PR #399, opened 2020-09-21
Update 01_forecasting.ipynb

akanz1:
While this does not change the plot, it improves clarity since it explicitly uses the output of forecaster.predict(fh), i.e., "y_last" instead of the numpy interpolation from the previous cell (y_pred).


mloning:
Alright, make sense, thanks!

Issue #325, opened 2020-06-30
Raise appropriate error when soft dependencies are missing


mloning:
We have a number of soft dependencies that we don't require to install sktime or to run most of our functionality. But, they are require to run some modules (e.g. tsfresh, numba or pmdarima). Currently, when users don't have them installed, they run into a module not found error which isn't really informative. For example, #322 

We could add checks and more appropriate error messages at the beginning of the files suggesting to run `pip install <soft_dependency>`. 

We could add the following function:
```python
from importlib import import_module

def _check_imports(package):
    try:
        import_module(package)
    except ModuleNotFoundError:
        msg = f"No module named {package}. {package} is a soft dependency in sktime and is not included in the sktime installation. Please run `pip install {package}`."
        raise ModuleNotFoundError(msg)
```

We could then call this function at the top of modules with soft dependencies:
```python
soft_dependency = "tsfresh"
_check_imports(soft_dependency)
```

PR #407, opened 2020-09-30
Resolved warnings in ipynb examples

alwinw:

When running the example ipynb in a clean environment, `ModuleNotFoundError` are raised for pmdarima (sktime/forecasting/arima.py#269) and tsfresh (sktime/transformers/series_as_features/summarize/_tsfresh.py).

Reran and cleaned up .ipynb outputs (example of previous warnings below):

image

image

#### Any other comments?

Really liking this package! Hoping to contribute more than fixing typos and updating docs in the future.


mloning:
Hi @alwinw, thanks for your work on this. We treat tsfresh and pmdarima as a soft dependency to keep our core dependencies to a minimum. That's why we haven't included it in `setup.py`. But perhaps we should add a `!pip install tsfresh` and ``!pip install pmdarima` line to the notebook?

And thanks for cleaning the notebook output!

alwinw:
Hi @mloning, thanks for explaining that to me. Interesting approach since a user can `pip install sktime` and hit a `ModuleNotFoundError` when trying to run selected functions which could become annoying. I'll remove it as a core dependency and add it into the notebook. 

Just changed my PR into a WIP one until I've fixed that up and have it passing the CI pipeline (I'll install precommit locally as well so my commit history isn't full of flake8 or black fixes!)

mloning:
Since there are a number of other packages we'd like to support without blowing up our list of hard dependencies, we opted for that middle way. But happy to hear about alternatives! 

One suggestion we've received in the past is to add import checks and raise a more helpful error message when soft dependencies are missing (see #325).

mloning:
Closed in favour of #410

PR #2199, opened 2022-03-12
updated the environments with python version for sktime, added python 3.9

Vasudeva-bit:
#### Reference Issues/PRs

Not related to any fixe/issue, just updating the environments for python versions (sktime), added 3.9

just updating compatible python versions for sktime
No dependency is introduced

cross-check that sktime works with python 3.9

##### For all contributions

### DIFF
--- a/docs/source/get_started.rst
+++ b/docs/source/get_started.rst
@@ -11,7 +11,7 @@ Installation
 
 ``sktime`` currently supports:
 
-* environments with python version 3.6, 3.7, 3.8, or 3.9.
+* environments with python version 3.7, 3.8, or 3.9.
 * operating systems Mac OS X, Unix-like OS, Windows 8.1 and higher
 * installation via ``PyPi`` or ``conda``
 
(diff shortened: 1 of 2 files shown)


docs/source/get_started.rst
```diff
@@ -11,7 +11,7 @@ Installation
 
 ``sktime`` currently supports:
 
-* environments with python version 3.6, 3.7, or 3.8.
+* environments with python version 3.6, 3.7, 3.8, or 3.9.
```
fkiraly, line 14: thanks!
3.6 is no longer supported, so that should actually be removed.
Thanks for spotting!

fkiraly (changes requested):
Thanks for this, this was indeed a typo!

The "hierarchical" function has already been renamed, so once you update from `main`, it shoudl be in your PR.

Re support, 3.6 is no longer supported, that should be removed, too.

docs/source/get_started.rst
Vasudeva-bit: oh okay, I will do this small fix!

fkiraly (approved):
Thanks for updating this!

PR #2208, opened 2022-03-12
[ENH] sklearn typing util

fkiraly:
This PR contains the following typing utilities related to sklearn:
* a function `is_sklearn_estimator` which returns True/False whether the argument is an `sklearn` estimator.
* a function `sklearn_scitype` which returns a string (`"classifier"`, `"regressor"` etc) denoting the scitype of the estimator.
* four shorthances `is_sklearn_classifier`, for `is_sklearn_estimator` logical-and `sklearn_scitype` equal to certain scitype.

This can be used in type checking, as `sklearn_scitype` is closer to the use of `type`, and avoids `sklearn` imports of mixin classes.

Note: the logic is intentionally different from `sklearn.base.is_classifier` etc, as that assumes certain attributes to be set. The functions above do *not* assume that the argument is an `sklearn` estimator, and they check sub-class membership only.

### DIFF
--- a/sktime/utils/sklearn.py
+++ b/sktime/utils/sklearn.py
@@ -65,6 +65,6 @@ def sklearn_scitype(obj, var_name="obj"):
     if issubclass(obj, sklearn_mixins):
         for mx in sklearn_mixins:
             if issubclass(obj, mx):
-                return mixin_to_scitype(mx)
+                return mixin_to_scitype[mx]
     else:
         return "estimator"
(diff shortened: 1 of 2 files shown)


TonyBagnall (approved):
looks good, my only query would be the file name sklearn.py, which could be confusing. sklearn_tests ot sklearn_types maybe? Also might be worth testing on KNeighborsTimeSeriesClassifier which is both an sklearn estimator and an sktime classifier

fkiraly:
> Also might be worth testing on KNeighborsTimeSeriesClassifier which is both an sklearn estimator and an sktime classifier

If it's both, the sktime type takes prioritiy (`is_sklearn_estimator` returns no) which imo makes sense.

fkiraly:
> `sklearn_tests` ot `sklearn_types` maybe? 

Well, it's "utilities regarding sklearn", so `utils.sklearn` should be clear enough?
I assume it's not a blocker since you approved.

PR #2209, opened 2022-03-12
[ENH] Tabular transformer adaptor "fit in transform" parameter

fkiraly:
This PR adds a boolean parameter `fit_in_transform` to `TabularToSeriesAdaptor`.
This lets a user choose whether `fit` is mapped on `fit`, or whether it is executed in `transform`.
The default setting defaults to `False`, which is the current behaviour, ensuring downwards compatibility.

The reason for that is as follows:
* when used in forecasting or on a single series, the most common use is usually `fit_in_transform=False`.
* when used in TSC or TSR, on a panel, the most common (intended) use is usually `fit_in_transform=True`, since the test indices/instances are usually considered distinct from the training indices/instances. Otherwise, the automatic vectorization from the base class will consider train and test indices identical, and refuse to `transform` if number or set of indices is different between train/test.

Minor changes:
* docstring for `TabularToSeriesAdaptor` has been extended with a more formal description to clarify behaviour.

### DIFF
--- a/sktime/transformations/series/adapt.py
+++ b/sktime/transformations/series/adapt.py
@@ -18,6 +18,46 @@ class TabularToSeriesAdaptor(BaseTransformer):
     to :term:`series <Time series>`, but only works with transformations that
     do not require multiple :term:`instances <instance>` for fitting.
 
+    The adaptor behaves as follows.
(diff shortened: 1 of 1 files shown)


fkiraly:
no review after 14 days, merge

---------------

→ Exercise
The required output is an exact retyping of the lines from the one that contains "[ENH] Tabular transformer" through the last line of the material above.

→ Written solution
[ENH] Tabular transformer adaptor "fit in transform" parameter

fkiraly:
This PR adds a boolean parameter `fit_in_transform` to `TabularToSeriesAdaptor`.
This lets a user choose whether `fit` is mapped on `fit`, or whether it is executed in `transform`.
The default setting defaults to `False`, which is the current behaviour, ensuring downwards compatibility.

The reason for that is as follows:
* when used in forecasting or on a single series, the most common use is usually `fit_in_transform=False`.
* when used in TSC or TSR, on a panel, the most common (intended) use is usually `fit_in_transform=True`, since the test indices/instances are usually considered distinct from the training indices/instances. Otherwise, the automatic vectorization from the base class will consider train and test indices identical, and refuse to `transform` if number or set of indices is different between train/test.

Minor changes:
* docstring for `TabularToSeriesAdaptor` has been extended with a more formal description to clarify behaviour.

### DIFF
--- a/sktime/transformations/series/adapt.py
+++ b/sktime/transformations/series/adapt.py
@@ -18,6 +18,46 @@ class TabularToSeriesAdaptor(BaseTransformer):
     to :term:`series <Time series>`, but only works with transformations that
     do not require multiple :term:`instances <instance>` for fitting.
 
+    The adaptor behaves as follows.
(diff shortened: 1 of 1 files shown)


fkiraly:
no review after 14 days, merge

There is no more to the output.